I looked into this, since I'm working on a pipeline that could encounter a similar issue, the problem is that in the ensembl .fq files the transcript IDs are represented as the standard ID.version format, e.g. ENST00000415118.1 but in the GTF, they're represented as separate fields:

gene_id "ENSG00000223972"; gene_version "5"; transcript_id "ENST00000456328"; transcript_version "2"; gene_name "DDX11L1"; gene_source "havana"; gene_biotype "transcribed_unprocessed_pseudogene"; transcript_name "DDX11L1-202"; transcript_source "havana"; transcript_biotype "processed_transcript"; tag "basic"; transcript_support_level "1";

This is different than the Gencode GTFs where there is not a separate version field and the transcript ids match exactly between the GTF and Fq without parsing any additional fields:

gene_id "ENSMUSG00000102693.1"; transcript_id "ENSMUST00000193812.1"; gene_type "TEC"; gene_name "4933401J01Rik"; transcript_type "TEC"; transcript_name "4933401J01Rik-201"; level 2; transcript_support_level "NA"; mgi_id "MGI:1918292"; tag "basic"; havana_gene "OTTMUSG00000049935.1"; havana_transcript "OTTMUST00000127109.1";

This is also going to affect things like the feature request I made here: https://github.com/COMBINE-lab/salmon/issues/595

So it seems that any attempt at GTF parsing is going to need to check for those atypical gene_version and transcript_version fields and attempt to tack on that information to the base ID.

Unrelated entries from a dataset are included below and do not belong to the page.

PR #4461, opened 2021-01-25
[WFCORE-5254] Fix domain-management module OSHs that are populating t…

bstansberry:
…he runtime with data from the operation instead of the Resource tree

https://issues.redhat.com/browse/WFCORE-5254


yersan (approved):
At host-controller module level, StaticDiscoveryAddHandler and DiscoveryOptionAddHandler seems to have the similar potential bug, I'll file a Jira separate Jira to address them.

yersan:
`StaticDiscoveryAddHandler` and `DiscoveryOptionAddHandler` seem don't fit in this category. They work upon placeholder resources, which doesn't have a model associated.

bstansberry:
@yersan I think your instinct to file a JIRA about those handlers is a good one; at least a minor priority task to look into them. That code is pretty unusual and it's good to make it clean to avoid future bugs introduced by maintainers. At worst the task might result in adding some comments to explain why the code does what it does.

This kind of thing is generally a minor thing; it only matters in edge cases involving composite ops where more than one step alters the relevant part of the model. Then the 'operation' object would not be showing the true configuration.

yersan:
StaticDiscoveryAddHandler and DiscoveryOptionAddHandler details will be tracked on https://issues.redhat.com/browse/WFCORE-5281

jmesnil:
@bstansberry thanks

ACastanza commented 3 years ago

The following bash code will detect and parse either format of gtf into an appropriately versioned two column tx2gene file

test=$(zless -S $gtf | grep -v "#" | awk '$3=="transcript"' | head -n 1| cut -f9 | tr -s ";" " " | awk '{print$3}' | sort | uniq | sed 's/\"//g') if [[ $test == "transcript_id" ]]; then zless -S $gtf | grep -v "#" | awk '$3=="transcript"' | cut -f9 | tr -s ";" " " | awk '{print$4"\t"$2}' | sort | uniq | sed 's/\"//g' > txp2gene.tsv elif [[ $test == "gene_version" ]]; then echo "Separate version field (ensembl, non-gencode transcriptome, eg. rat, etc)" zless -S $gtf | grep -v "#" | awk '$3=="transcript"' | cut -f9 | tr -s ";" " " | awk '{print$6 "." $8"\t"$2 "." $4}' | sort | uniq | sed 's/\"//g' > txp2gene.tsv fi

vanealizo commented 2 years ago

hello! I am having a similar issues and was wondering if you had an answer for this. My salmon quant.gene.sf file have the ID.version format, and when trying to do DEG using BiomaRt the gene ID are not in the ID.version format, thus I am unable to match them. I did notice that the index used for salmon was GRCm38 but the one currently available in BiomaRt is GRCm39. Do you know if i could cut the .version from my quan.gene.sf file, or I have to run salmon again with the current genome? thank you.